# Devils Lake Ice Fishing Report - 12/8



## Ed's Bait (Jul 26, 2002)

*Devils Lake Ice Fishing Report*

Cold temps this past week helped ice conditions on Devils Lake. The entire 
lake is now froze with anglers reporting from 5-8 inches of ice in most of the 
smaller bay areas. Some areas have more and some have less. As with most 
early ice, conditions vary widely and anglers need to use extreme care. At 
this point we recommend foot traffic only until anglers know the ice in the 
area they?re fishing can support atvs or snowmobiles.

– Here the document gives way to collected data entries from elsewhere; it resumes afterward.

PR #798, opened 2019-09-27
Sort Filters and Prettify Some Filter Buttons

emmahodcroft:
This takes just the parts of PR #794 which were not fixed via other changes.

First, prettifies the 'clear filter' button by using `filterTitle` instead of `filterName`.
Before:
image

After:
image

Second, sorts filters by the order specified in a `color.txt` file (order of the legend), if that trait has such an ordering.
Before:
image

After:
image

Finally, prettifies the filter buttons at the top when filtering by 'undefined' values, to show *which* undefined values are being filtered to.
Before:
image

After:
image

We could change this to 'Undefined' if we wanted to strictly match what shows up in the filter lists down at the bottom.

### DIFF
--- a/src/components/framework/footer.js
+++ b/src/components/framework/footer.js
@@ -324,12 +324,21 @@ class Footer extends React.Component {
   displayFilter(styles, filterName) {
     const totalStateCount = this.props.totalStateCounts[filterName];
     const filterTitle = this.props.metadata.colorings[filterName] ? this.props.metadata.colorings[filterName].title : filterName;
+    let stateKeysOrdered;
+    // If has ordered colorings, use this to sort
+    if (this.props.metadata.colorings[filterName] && this.props.metadata.colorings[filterName].scale) {
+      const colorValues = this.props.metadata.colorings[filterName].scale.map(function(x) { return x[0];});
+      // Add any extra values without a set color to the end
+      stateKeysOrdered = _.union(colorValues, Array.from(totalStateCount.keys()));
+    } else { // Otherwise, sort by value
+      stateKeysOrdered = Array.from(totalStateCount.keys()).sort();
+    }
     return (
       <div>
         {`Filter by ${filterTitle}`}
-        {this.props.activeFilters[filterName].length ? removeFiltersButton(this.props.dispatch, [filterName], "inlineRight", `Clear ${filterName} filter`) : null}
+        {this.props.activeFilters[filterName].length ? removeFiltersButton(this.props.dispatch, [filterName], "inlineRight", `Clear ${filterTitle} filter`) : null}
         <Flex wrap="wrap" justifyContent="flex-start" alignItems="center" style={styles.citationList}>
-          {Array.from(totalStateCount.keys()).sort().map((itemName) => {
+          {stateKeysOrdered.map((itemName) => {
             const display = (
               <span>
                 {itemName}
--- a/src/components/info/info.js
+++ b/src/components/info/info.js
@@ -173,10 +173,12 @@ class Info extends React.Component {
     );
   }
   addNonAuthorFilterButton(buttons, filterName) {
+    // Get filterTitle so we can show which unknown is being filtered by
+    const filterTitle = this.props.metadata.colorings[filterName] ? this.props.metadata.colorings[filterName].title : filterName;
     this.props.filters[filterName].sort().forEach((itemName) => {
       const display = (
         <span>
-          {itemName}
+          {itemName !== "undefined" ? itemName : "Unknown "+filterTitle}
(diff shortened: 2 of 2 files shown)


emmahodcroft:
One note, which isn't introduced by this PR, but might be the best place to discuss here:

If you filter by two undefined things, you get a warning in the console:
image

A zoom-in for readability:
image

Is this ok? Should we resolve this? From my testing, it does seem like it can tell these apart - it always clears the correct thing. But perhaps that's not stable/guaranteed?

Also, it seems you cannot load URLs what contain 'undefined' as a filter, with that filter (the filters disappear). I don't know if we want to support this or not.
https://nextstrain-dev.herokuapp.com/enterovirus/d68/vp1?f_age_range1=undefined&f_clade_membership=undefined

It also seems to takes with it any other (not 'undefined') filters you may have had in the URL:
https://nextstrain-dev.herokuapp.com/enterovirus/d68/vp1?f_clade_membership=undefined&f_country=Switzerland,Japan

jameshadfield:
> prettifies the 'clear filter' button by using `filterTitle` instead of `filterName`.

Seems like a good idea! 

> sorts filters by the order specified in a color.txt file (order of the legend)

Another good idea. For the code, can we just always sort according to the legend entries? Can't think where we wouldn't want them to match up. (For continuous traits this won't currently work, but one day the filters should probably match up with the legend items anyway.)

re: adding in undefined filters -- if this is beneficial for your datasets then I think it's not too controversial to add it. There'll be a few bugs to sort out with this as you've identified.

jameshadfield:
### re: undefined filters

I see now that this is part of the current v2 branch. I'm not sure if this is a feature or a bug (I lean towards bug). Do we want this?

emmahodcroft:
> Another good idea. For the code, can we just always sort according to the legend entries? Can't think where we wouldn't want them to match up. (For continuous traits this won't currently work, but one day the filters should probably match up with the legend items anyway.)

Yes, I considered this and I think it would work. I just wasn't sure if it would break something else, or if there was another subtle reason why we shouldn't try to do this if there wasn't a user-specified order. Would be pretty easy to change in the code, I think. Should I do this?

> I see now that this is part of the current v2 branch. I'm not sure if this is a feature or a bug (I lean towards bug). Do we want this?

Yes - I don't know! At first I thought it was a bug, but then I wasn't sure? Can anyone imagine a use-case where this might be useful?
Might it be interesting to filter by (for ex.) those who don't have age data, but colour by country, or gender - to see if there's any pattern in those where some data is missing?

I've never needed this so far, but it might not be so crazy?

jameshadfield:
Notes from after today's meeting:

* let's sort all non-continous traits which are color-bys by their ordering in the legend. 

* Let's include "undefined" filters. I can sort out the react warnings seen above. Perhaps easier to keep them out of the URL at this stage.

emmahodcroft:
> Let's include "undefined" filters. I can sort out the react warnings seen above. Perhaps easier to keep them out of the URL at this stage.

So it turns out the that the URL filter bug was (seemingly) unrelated to this branch (and didn't work with any value, not just `undefined`), I just happened to spot it while working on this. At some point between my branching this from `v2` and now, it's been fixed, and now works for all values, including `undefined`.

So given that it's working, are we happy to leave it like this, or should I still remove `undefined` from the URL?

jameshadfield:
> So I've had a look, but I believe legends are only created when you switch colorby, and only exist for the selected colorby. So you can't easily sort the filters by the legends - they don't exist for most of them (or possibly any of them) when you are creating the footer.

Yes, however the legend ordering would be really easy to pull out into a function & reuse in the footer. The legend order depends on knowing `stateCount` and is implemented here: https://github.com/nextstrain/auspice/blob/v2/src/util/colorScale.js#L44. The footer has access to `stateCount` but currently orders alphabetically: https://github.com/nextstrain/auspice/blob/v2/src/components/framework/footer.js#L332. 

> So given that [unknown filters in the URL are] working, are we happy to leave it like this, or should I still remove undefined from the URL?

Happy to leave it as is. I believe e7ff73c9f431e3f73d8de0a3c9ff850a8dde586f fixed this.

emmahodcroft:
> Yes, however the legend ordering would be really easy to pull out into a function & reuse in the footer. The legend order depends on knowing stateCount and is implemented here: 

Yes, I can do this, but probably not until end of this week or beginning of next. Depends how things are looking with other aspects, but don't think this should necessarily hold up pushing `v2` out if everything else is ready! We can leave this open for now and I'll try to come back to it soon as I can, but if it ends up holding things up, I can make an issue that I'll tackle afterwards.

PR #799, opened 2019-09-29
Gap, X, N Bases Are Always Grey & Last in Legend

emmahodcroft:
This is partial implemention of PR #739 . Deciding exactly what colours to use for which nucleotides/AA will require more discussion, and should be tackled after releasing `v2`. 

However, it seems that the idea of colouring gaps, X, and N (in nucleotides) grey is widely accepted.

This PR implements just this change. Gaps (-), X, and N characters will always appear at the end of the legend, and be coloured in shades of grey. This can make it much easier to see how much data is missing. 

I work with a few datasets where this is a big issue, so this colouring/ordering would be very helpful for me.

This changes from [this](https://nextstrain.org/community/emmahodcroft/echo30/vp1/all-clin?c=gt-VP1_285):
image

To this:
image

Or [this](https://nextstrain.org/enterovirus/d68/genome?c=gt-nuc_7324):
image

To this:
image

Grey colours may go too dark too quickly - I used existing code for missing discrete values, but the range could be easily adjusted.

### DIFF
--- a/src/util/colorScale.js
+++ b/src/util/colorScale.js
@@ -123,13 +123,17 @@ export const calcColorScale = (colorBy, controls, tree, treeToo, metadata) => {
     legendValues = orderOfGenotypeAppearance(tree.nodes, controls.mutType);
     const trueValues = controls.mutType === "nuc" ? legendValues.filter((x) => x !== "X" && x !== "-" && x !== "N") :
       legendValues.filter((x) => x !== "X" && x !== "-");
-    const unkValues = controls.mutType === "nuc" ? legendValues.filter((x) => x === "X" || x === "-" || x === "N") :
-      legendValues.filter((x) => x === "X" || x === "-");
-    let domain = [undefined, ...trueValues];
-    let range = [unknownColor, ...genotypeColors.slice(0, trueValues.length)];
-    if (unkValues.length) { // we must add these to the domain + provide a value in the range
-      domain = domain.concat(unkValues);
-      range = range.concat(createListOfColors(unkValues.length, [rgb(192, 192, 192), rgb(32, 32, 32)]));
+    const domain = [undefined, ...legendValues];
+    const range = [unknownColor, ...genotypeColors.slice(0, trueValues.length)];
+    // Bases are returned by orderOfGenotypeAppearance in order, unknowns at end
+    if (legendValues.indexOf("-") !== -1) {
+      range.push(rgb(217, 217, 217));
+    }
+    if (legendValues.indexOf("N") !== -1 && controls.mutType === "nuc") {
+      range.push(rgb(153, 153, 153));
+    }
+    if (legendValues.indexOf("X") !== -1) {
+      range.push(rgb(102, 102, 102));
     }
     colorScale = scaleOrdinal()
           .domain(domain)
--- a/src/util/colorScale.js
+++ b/src/util/colorScale.js
@@ -120,10 +120,20 @@ export const calcColorScale = (colorBy, controls, tree, treeToo, metadata) => {
     console.error("calcColorScale called before tree is ready.");
     error = true;
   } else if (genotype) { /* G E N O T Y P E */
-    legendValues = orderOfGenotypeAppearance(tree.nodes);
+    legendValues = orderOfGenotypeAppearance(tree.nodes, controls.mutType);
+    const trueValues = controls.mutType === "nuc" ? legendValues.filter((x) => x !== "X" && x !== "-" && x !== "N") :
+      legendValues.filter((x) => x !== "X" && x !== "-");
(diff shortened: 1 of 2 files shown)


src/util/colorScale.js
```diff
@@ -120,10 +120,20 @@ export const calcColorScale = (colorBy, controls, tree, treeToo, metadata) => {
...
   } else if (genotype) { /* G E N O T Y P E */
-    legendValues = orderOfGenotypeAppearance(tree.nodes);
+    legendValues = orderOfGenotypeAppearance(tree.nodes, controls.mutType);
+    const trueValues = controls.mutType === "nuc" ? legendValues.filter((x) => x !== "X" && x !== "-" && x !== "N") :
+      legendValues.filter((x) => x !== "X" && x !== "-");
+    const unkValues = controls.mutType === "nuc" ? legendValues.filter((x) => x === "X" || x === "-" || x === "N") :
+      legendValues.filter((x) => x === "X" || x === "-");
+    let domain = [undefined, ...trueValues];
+    let range = [unknownColor, ...genotypeColors.slice(0, trueValues.length)];
+    if (unkValues.length) { // we must add these to the domain + provide a value in the range
```
jameshadfield: An alternate way to do this would be 
```
if (legendValues.includes("X") || legendValues.includes("-") || (controls.mutType === "nuc" && legendValues.includes("N"))
```

src/util/colorScale.js
```diff
@@ -120,10 +120,20 @@ export const calcColorScale = (colorBy, controls, tree, treeToo, metadata) => {
...
+      domain = domain.concat(unkValues);
+      range = range.concat(createListOfColors(unkValues.length, [rgb(192, 192, 192), rgb(32, 32, 32)]));
```
jameshadfield: Instead of inferring colours between 2 values why don't we define 3 shades of grey for the three potential unknown "bases"? That way the colours for `N`, `X` and `-` will be the same over different datasets

src/util/colorScale.js
```diff
@@ -120,10 +120,20 @@ export const calcColorScale = (colorBy, controls, tree, treeToo, metadata) => {
     console.error("calcColorScale called before tree is ready.");
     error = true;
   } else if (genotype) { /* G E N O T Y P E */
-    legendValues = orderOfGenotypeAppearance(tree.nodes);
+    legendValues = orderOfGenotypeAppearance(tree.nodes, controls.mutType);
+    const trueValues = controls.mutType === "nuc" ? legendValues.filter((x) => x !== "X" && x !== "-" && x !== "N") :
+      legendValues.filter((x) => x !== "X" && x !== "-");
+    const unkValues = controls.mutType === "nuc" ? legendValues.filter((x) => x === "X" || x === "-" || x === "N") :
+      legendValues.filter((x) => x === "X" || x === "-");
+    let domain = [undefined, ...trueValues];
```
jameshadfield: I can't remember why we have this `undefined` leading entry, but it seems unnecessary (at least for my datasets) -- could you try your datasets with the following & see if it still works as expected?
```
let domain = [...trueValues];
let range = [...genotypeColors.slice(0, trueValues.length)];
```

emmahodcroft:
Thanks James! Will try to address these ASAP - was caught up with flu stuff today.

trvrb:
Nice improvement here.

src/util/colorScale.js
emmahodcroft: So for my couple of test sets this doesn't seem to make a difference, but I don't know if there are situations where this is possible? It seems unlikely....
I tried to test with some of the test builds that are div- and time-tree only etc, but can't seem to open them in Auspice right now. I will leave it in until I can test but if someone else is more confident that this won't hurt anything feel free to remove.

src/util/colorScale.js
emmahodcroft: To add specific colours per gap, X or N, I ended up taking a different route. But it seems like there must be a more efficient way to do this...

emmahodcroft:
I had trouble finding greys that are easily distinguishable but don't have a big jump in darkness. Those that look pretty different when in boxes directly next to each other in Inkscape end up looking identical when small circles far apart in Nextstrain....

So, I ended up still having one that's pretty dark. I unfortunately couldn't find a site where I could compare all three against each other (I generally don't have any sequence data that contains Xs). And unfortunately wasn't able to quickly find one with both N and X for a direct comparison. Here's an example of the colours now: 

image

image

Welcome to take improvements on that if someone has some better greys! I'm certainly no expert in colours...

emmahodcroft:
If nobody has better suggestions for the grey colours I will merge this in the next couple of days to try and get `v2` out the door.

jameshadfield:
Tested and can find no regressions. Merged into v2 before release. Thanks @emmahodcroft ⭐️

Issue #521, opened 2018-03-02
Add map zoom / position bounds to URL state


jameshadfield:
or encode map center and zoom in the URL

jameshadfield:
With the addition of zoom-to-filtered-demes this functionality is no longer high priority. We may reopen this in the future.

PR #802, opened 2019-10-02
Geo zoom

emmahodcroft:
I am excited to propose this new functionality!! 😄 

Currently the zoom that's chosen for the map when you load up a dataset is the zoom level that will encompass (as much as possible) ALL the `geo_resolution` information you've passed in. At every level.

While the cold temps 
this past week helped ice conditions, they also kept anglers off the ice. With 
warm temps predicted this weekend, we expect a lot of anglers to finally start 
ice fishing. As with most years, we expect some of the better early ice areas 
to be Walfords Bay, the north end of Six Mile, the Dome house area, 
Rocky/Military Points, Bud Bay, Doc Hagens, north of the Hwy 20 bridge, the 
area in East Bay across from Camp Grafton, and the south end of Black Tiger 
Bay. Walleye fishing should be good in most all these areas. We expect perch 
activity to be somewhat slow due to low numbers, but the size of what are 
caught should be nice. Pike fishing should be excellent once again. The 
better areas for pike are Sweetwater/Morrison Lake, Lake Irvin, and the north 
ends of Six Mile and Creel Bays. Good Luck & Good Fishing!!!


----------